Quell’esperienza è la sintesi del testamento spirituale vivo ancora oggi di don Tonino, vescovo scomodo, contro le armi e la guerra, a favore dei diritti e dei poveri. “L’altro è un volto da scoprire, da contemplare, da togliere dalle nebbie dell’omologazione; un volto da contemplare, da guardare e da accarezzare”, scriveva. Nel decennale del suo pontificato, papa Francesco lo ha citato in un’intervista a “Il Fatto Quotidiano” come esempio di pastore che stava in mezzo al suo popolo e ha lottato con tutte le sue forze per la pace. Un uomo non compreso nel suo tempo, perché era molto avanti. Lo si sta riscoprendo oggi. Un profeta!

Don Tonino, dichiarato venerabile nel 2021, auspicava una “Chiesa del grembiule”, cioè del servizio, piuttosto che quella dei paramenti. Il grembiule è l’unico paramento sacerdotale ricordato nel Vangelo (Gv 13, 3-5).

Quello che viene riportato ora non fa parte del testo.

PR #22, opened 2026-05-29
feat: add configurable retention window and last archival date to plugin settings

### LINKED ISSUE #21: Add configurable retention window and optional last archival date to plugin settings
## Problem

Different clients have different archival policies. One client may want to archive orders older than 1 year, another after 3 years. Right now the plugin uses a fixed value of 2 years everywhere — in the SQL queries, in the dashboard labels, in the metrics pushed to BigQuery. There is no way to change this without modifying the plugin code directly.

Relying on a hardcoded number means the tool is not client-specific. The data it shows and the queries it runs may not match the client's actual archival policy at all.

### 1. Retention window setting (required)

A new field in the plugin settings page where the engineer sets the retention window for that client — for example, 2 years or 3 years.

Once set, the plugin uses this value everywhere:
- The SQL query that counts old orders uses the configured retention window instead of a fixed number
- The QET query also uses it
- The dashboard label updates to reflect it — e.g. "Orders Older Than 3 Years" instead of always saying 2
- The metric pushed to BigQuery reflects the correct window

Default value: **2 years** (so existing behaviour is preserved if no value is set).

### 2. Last archival date field (optional)

An optional date field in the plugin settings where the engineer can record when the last archival was performed for that client. This is purely informational — it gives a clearer picture on the dashboard when reviewing order health alongside QET and order count.

If the engineer does not fill it in, the field stays blank and nothing breaks.

**QET history reset on date change:** When the archival date is updated, the stored QET history (`properf_qet_history`) should be reset so the baseline recomputes from the new post-archival state. This reset should be triggered via the `update_option_properf_last_archival_date` action hook — not inside a sanitize_callback — so it fires regardless of how the option is updated (settings form, CLI, programmatic call).

> Note: `properf_qet_history` is created by the QET collector tracked in #15. This feature has a dependency on #15.

## What changes after this

- The tool becomes client-specific. Each client's WordPress admin reflects their own retention policy.
- The dashboard and BigQuery data are accurate to what that client actually cares about.
- Engineers no longer need to touch code to adjust the retention window for a new client.

## Acceptance Criteria

- [ ] Retention window field exists on the plugin settings page, default value 2, max value 20
- [ ] Invalid input preserves the previously saved value rather than resetting to default
- [ ] SQL queries use the configured retention window value
- [ ] Dashboard label reflects the configured value
- [ ] Last archival date is an optional date field on the settings page
- [ ] Changing the archival date resets `properf_qet_history` via `update_option_properf_last_archival_date` hook
- [ ] Both values are saved and used by the plugin correctly

## Related
- #14 — archival signal dashboard
- #15 — QET collector (dependency for QET history reset)

Ajay-Singh-Adhikari:
Closes #21

## What changes

Adds a new **WooCommerce Settings** section to the plugin settings page with two fields:

### Retention Window (Years)
A number input that sets how many years back the plugin should look when counting archival candidates. Defaults to 2, max 20. This PR adds the settings UI only — SQL queries, dashboard labels, and BigQuery wiring will follow in a separate PR.

### Last Archival Date (Optional)
A date input where the engineer can record when orders were last archived for this client. Supports backdating for clients where archival happened before the plugin was installed. When this date is changed, the QET history resets so the baseline recomputes from the new post-archival state.

### DIFF
--- a/properf-wordpress-adapter.php
+++ b/properf-wordpress-adapter.php
@@ -568,12 +568,14 @@ function properf_bigquery_private_key_field() {
  */
 function properf_sanitize_threshold_years( $value ) {
 	$value = intval( $value );
-	return $value >= 1 ? $value : 2;
+	if ( $value < 1 || $value > 20 ) {
+		return intval( get_option( 'properf_archival_threshold_years', 2 ) );
+	}
+	return $value;
 }
 
 /**
  * Sanitize archival date — must be a valid Y-m-d date or empty.
- * Resets QET history when the date changes so baseline recomputes from the new post-archival state.
  *
  * @param string $value Submitted value.
  * @return string Sanitized date or empty string.
@@ -587,11 +589,25 @@ function properf_sanitize_archival_date( $value ) {
 	if ( ! $date || $date->format( 'Y-m-d' ) !== $value ) {
 		return get_option( 'properf_last_archival_date', '' );
 	}
-	if ( $value !== get_option( 'properf_last_archival_date', '' ) ) {
-		update_option( 'properf_qet_history', array(), false );
-	}
 	return $value;
 }
+
+/**
+ * Reset QET history when archival date changes so baseline recomputes from the new post-archival state.
+ *
+ * @param string $old Previous value.
+ * @param string $new New value.
+ */
+add_action(
+	'update_option_properf_last_archival_date',
+	function ( $old, $new ) {
+		if ( $old !== $new ) {
+			update_option( 'properf_qet_history', array(), false );
+		}
+	},
+	10,
+	2
+);
 
 /**
  * WooCommerce section callback.
@@ -606,7 +622,7 @@ function properf_woo_section_callback() {
 function properf_archival_threshold_years_field() {
 	$value = intval( get_option( 'properf_archival_threshold_years', 2 ) );
 	?>
-	<input type="number" name="properf_archival_threshold_years" value="<?php echo esc_attr( $value ); ?>" min="1" step="1" class="small-text" />
+	<input type="number" name="properf_archival_threshold_years" value="<?php echo esc_attr( $value ); ?>" min="1" max="20" step="1" class="small-text" />
 	<p class="description"><?php esc_html_e( 'Orders older than this many years will be counted as archival candidates. Default is 2.', 'properf' ); ?></p>
 	<?php
 }
--- a/properf-wordpress-adapter.php
+++ b/properf-wordpress-adapter.php
@@ -442,6 +442,49 @@ function properf_register_settings() {
 		'properf-settings',
 		'properf_bigquery_section'
 	);
+
+	register_setting(
+		'properf_bigquery_settings',
+		'properf_archival_threshold_years',
+		array(
+			'type'              => 'integer',
+			'sanitize_callback' => 'properf_sanitize_threshold_years',
+			'default'           => 2,
+		)
+	);
+
+	register_setting(
+		'properf_bigquery_settings',
+		'properf_last_archival_date',
+		array(
+			'type'              => 'string',
+			'sanitize_callback' => 'properf_sanitize_archival_date',
+			'default'           => '',
+		)
+	);
+
+	add_settings_section(
+		'properf_woo_section',
+		__( 'WooCommerce Settings', 'properf' ),
+		'properf_woo_section_callback',
+		'properf-settings'
+	);
+
+	add_settings_field(
+		'properf_archival_threshold_years',
+		__( 'Retention Window (Years)', 'properf' ),
+		'properf_archival_threshold_years_field',
+		'properf-settings',
+		'properf_woo_section'
+	);
+
+	add_settings_field(
+		'properf_last_archival_date',
+		__( 'Last Archival Date', 'properf' ),
+		'properf_last_archival_date_field',
+		'properf-settings',
+		'properf_woo_section'
+	);
 }
 
 /**
@@ -518,6 +561,68 @@ function properf_bigquery_private_key_field() {
 }
 
 /**
+ * Sanitize retention window — must be a positive integer, min 1.
+ *
+ * @param mixed $value Submitted value.
+ * @return int Sanitized value.
+ */
+function properf_sanitize_threshold_years( $value ) {
+	$value = intval( $value );
+	return $value >= 1 ? $value : 2;
+}
+
+/**
+ * Sanitize archival date — must be a valid Y-m-d date or empty.
+ * Resets QET history when the date changes so baseline recomputes from the new post-archival state.
+ *
+ * @param string $value Submitted value.
+ * @return string Sanitized date or empty string.
+ */
+function properf_sanitize_archival_date( $value ) {
+	$value = sanitize_text_field( $value );
+	if ( '' === $value ) {
+		return '';
+	}
+	$date = \DateTime::createFromFormat( 'Y-m-d', $value );
+	if ( ! $date || $date->format( 'Y-m-d' ) !== $value ) {
+		return get_option( 'properf_last_archival_date', '' );
+	}
+	if ( $value !== get_option( 'properf_last_archival_date', '' ) ) {
+		update_option( 'properf_qet_history', array(), false );
+	}
+	return $value;
+}
+
+/**
+ * WooCommerce section callback.
+ */
+function properf_woo_section_callback() {
+	echo '<p>' . esc_html__( 'Configure WooCommerce-specific settings for this client.', 'properf' ) . '</p>';
+}
+
+/**
+ * Retention window field.
+ */
+function properf_archival_threshold_years_field() {
+	$value = intval( get_option( 'properf_archival_threshold_years', 2 ) );
+	?>
+	<input type="number" name="properf_archival_threshold_years" value="<?php echo esc_attr( $value ); ?>" min="1" step="1" class="small-text" />
+	<p class="description"><?php esc_html_e( 'Orders older than this many years will be counted as archival candidates. Default is 2.', 'properf' ); ?></p>
+	<?php
+}
+
+/**
+ * Last archival date field.
+ */
+function properf_last_archival_date_field() {
+	$value = get_option( 'properf_last_archival_date', '' );
+	?>
+	<input type="date" name="properf_last_archival_date" value="<?php echo esc_attr( $value ); ?>" class="regular-text" />
+	<p class="description"><?php esc_html_e( 'Optional. Enter the date when orders were last archived for this client. Used as a reference point on the dashboard.', 'properf' ); ?></p>
+	<?php
+}
+
+/**
  * Render Settings page.
  */
 function properf_render_settings() {
@@ -579,6 +684,29 @@ function properf_render_settings() {
 						</th>
 						<td>
 							<?php properf_bigquery_private_key_field(); ?>
+						</td>
+					</tr>
+				</tbody>
+			</table>
+
+			<h2><?php esc_html_e( 'WooCommerce Settings', 'properf' ); ?></h2>
+			<?php properf_woo_section_callback(); ?>
+			<table class="form-table" role="presentation">
+				<tbody>
+					<tr>
+						<th scope="row">
+							<label for="properf_archival_threshold_years"><?php esc_html_e( 'Retention Window (Years)', 'properf' ); ?></label>
+						</th>
+						<td>
+							<?php properf_archival_threshold_years_field(); ?>
+						</td>
+					</tr>
+					<tr>
+						<th scope="row">
+							<label for="properf_last_archival_date"><?php esc_html_e( 'Last Archival Date', 'properf' ); ?></label>
+						</th>
+						<td>
+							<?php properf_last_archival_date_field(); ?>
 						</td>
 					</tr>
 				</tbody>


properf-wordpress-adapter.php
```diff
@@ -517,6 +560,68 @@ function properf_bigquery_private_key_field() {
...
+	if ( '' === $value ) {
+		return '';
+	}
+	$date = \DateTime::createFromFormat( 'Y-m-d', $value );
+	if ( ! $date || $date->format( 'Y-m-d' ) !== $value ) {
+		return get_option( 'properf_last_archival_date', '' );
+	}
+	if ( $value !== get_option( 'properf_last_archival_date', '' ) ) {
+		update_option( 'properf_qet_history', array(), false );
+	}
```
pokhiii: Two curious questions about this block.

**1. Where did the QET-history reset behavior come from?**

Issue #21 describes the Last Archival Date as *"purely informational — it gives a clearer picture on the dashboard when reviewing order health"* and *"if the engineer does not fill it in, the field stays blank and nothing breaks"*. The QET-history reset is new behavior not in the spec. Same pattern we hit on PR #13 — chat-thread agreement that didn't make it into the issue. If the reset is the right behavior, could we add it to #21 (or to #15, since QET history lives there) so the spec catches up with the code?

Also — `properf_qet_history` is the option created by the QET collector tracked in #15, which is still open. So we're resetting an option that doesn't exist yet. Calling `update_option` on a missing key is harmless in WP (it just creates it), but it suggests this PR has a dependency on #15 that isn't acknowledged.

**2. Even if the reset is the right behavior, is `sanitize_callback` the right place for it?**

A sanitize_callback is meant to be pure — input in, sanitized value out. Doing an `update_option` side effect inside it has two subtle risks:

- WordPress can invoke `sanitize_callback` more than once per save (validation passes). The reset would fire each time. Today it's idempotent (clearing twice = clearing once), but that's brittle.
- The reset only fires when the date changes **via the Settings form**. If anything else updates the option — a future CLI command, a migration, a programmatic `update_option('properf_last_archival_date', ...)` call — `sanitize_callback` is bypassed, so the QET history would silently get stale and the baseline would be wrong.

A cleaner spot is the `update_option_properf_last_archival_date` action hook — fires whenever the option actually changes, no matter the code path:

```php
add_action( 'update_option_properf_last_archival_date', function ( $old, $new ) {
    if ( $old !== $new ) {
        update_option( 'properf_qet_history', array(), false );
    }
}, 10, 2 );
```

Reading: https://developer.wordpress.org/reference/hooks/update_option_option/

Curious to hear your thinking on both of these.

properf-wordpress-adapter.php
```diff
@@ -517,6 +560,68 @@ function properf_bigquery_private_key_field() {
...
 
+/**
+ * Sanitize retention window — must be a positive integer, min 1.
+ *
+ * @param mixed $value Submitted value.
+ * @return int Sanitized value.
+ */
+function properf_sanitize_threshold_years( $value ) {
+	$value = intval( $value );
+	return $value >= 1 ? $value : 2;
```
pokhiii: Two small thoughts on this sanitizer:

**1. Loses the user's existing value on invalid input.**

The date sanitizer right below (line 588) preserves the previous value when input is invalid: `return get_option( 'properf_last_archival_date', '' );`. This one resets to `2` instead. So if a user has `5` saved and accidentally submits `0` or empty, they silently lose their `5` and get reset to the default.

Could mirror the date pattern for consistency:

```php
return $value >= 1 ? $value : intval( get_option( 'properf_archival_threshold_years', 2 ) );
```

That way the fallback is "keep what you had", not "reset to default".

**2. No upper bound.**

A user could submit `9999` and it would save fine. Not a security concern, just a sanity check for typos. Two ways to add a ceiling: `max="20"` on the `<input>` (browser-side, can be bypassed) plus a clamp in the sanitizer like:

```php
$value = min( $value, 20 );
```

Neither of these is blocking — small UX polish.

pokhiii (commented):
Thanks for getting the settings UI up — the WP Settings API is wired correctly (`register_setting` + `sanitize_callback` + defaults), and the field rendering follows the existing BigQuery section pattern, which is nice and consistent.

One main thing I want to talk through though.

The PR description says:

> Previously this was hardcoded to 2 years everywhere — in SQL queries, dashboard labels, and BigQuery metrics. Now it reads from this setting, making the plugin client-specific.

But when I look at the diff and search the codebase, I don't see any SQL query, dashboard label, or BigQuery code that reads from these new settings. They get registered, sanitized, saved to options, and shown on the page — but nothing else in the plugin uses them yet. I also couldn't find any existing "2 years" hardcoded value anywhere to be replaced (the current collector just returns `MIN(date_created)`, no year filter).

Mapping that to issue #21's acceptance criteria:

- [x] Retention window field exists on the settings page, default 2
- [ ] **SQL queries use the configured retention window value** — I don't see this happening
- [ ] **Dashboard label reflects the configured value** — I don't see this happening
- [x] Last archival date is an optional date field on the settings page
- [ ] Both values are saved and **used by the plugin correctly** — saved yes, used not yet

Two ways this could go:

1. **Settings UI was meant to be a separate, smaller PR**, and the SQL / dashboard / BigQuery wiring is coming in a follow-up. Totally fine — settings UI alone is a clean unit of work. In that case, could you update the PR description to say "settings UI only, wiring follows in a separate PR"? And it might be worth splitting issue #21 into two issues (one for the UI, one for the wiring) so the acceptance criteria match what's actually shipping in each PR.

2. **The wiring is supposed to be in this PR**, and it just got missed. In that case it needs to be added before merge.

Which is it?

One other small thing worth surfacing: issue #12's body (the "Agreed direction" section) still says *"Order retention window (days) — default: 365"*, while issue #21 and this PR use **years, default 2**. The two issues disagree on the unit. Worth picking one and updating the other so future readers don't get confused.

Left a couple of inline notes on smaller things below.

properf-wordpress-adapter.php
Ajay-Singh-Adhikari: Good catch. The update_option call inside the sanitize callback was wrong — sanitize callbacks can run during register_setting as well, not just on form submit, so side effects there are unreliable. Moved the QET history reset to an update_option_properf_last_archival_date action hook instead. That fires only when the value actually changes through a real update_option call.

properf-wordpress-adapter.php
Ajay-Singh-Adhikari: Fair point. Updated the sanitizer to fall back to the currently saved value instead of hardcoding 2, so an existing setting isn't silently overwritten on invalid input. Also added max="20" on the input and a matching clamp in the sanitizer.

Come vescovo sentiva l’impegno di sollevare il problema della pace davanti alla Chiesa, non come un problema accessorio, ma come un tema fondamentale. Diceva infatti che “la violazione dei diritti umani, il problema della fame che investe popoli interi, la corsa alle armi e il commercio clandestino di esse, la logica di guerra sottesa a molte cosiddette ‘scelte di civiltà’, gli scudi stellari, certe visioni economiche… sono forme di peccato. Non possono perciò considerarsi temi estranei alla predicazione del Vangelo”.

Don Tonino incalzava, sostenendo che accanto alla denuncia ci dev’essere una proposta, un’azione. E anche se le soluzioni trovate sono parziali, dobbiamo accogliere positivamente i piccoli passi, per camminare con fiducia e avere speranza per il futuro. Don Tonino difendeva a spada tratta l’alternativa della difesa nonviolenta, che “non è un sentimento per novizie, ma una scienza articolata e complessa”. Per scongiurare le divisioni e la guerra occorrerebbe anche parlare di «ferialità della pace», per viverla nel quotidiano dei nostri rapporti, della nostra vita. “La pace si costruisce”, scriveva, “anche nelle pieghe sotterranee dell’esistenza”.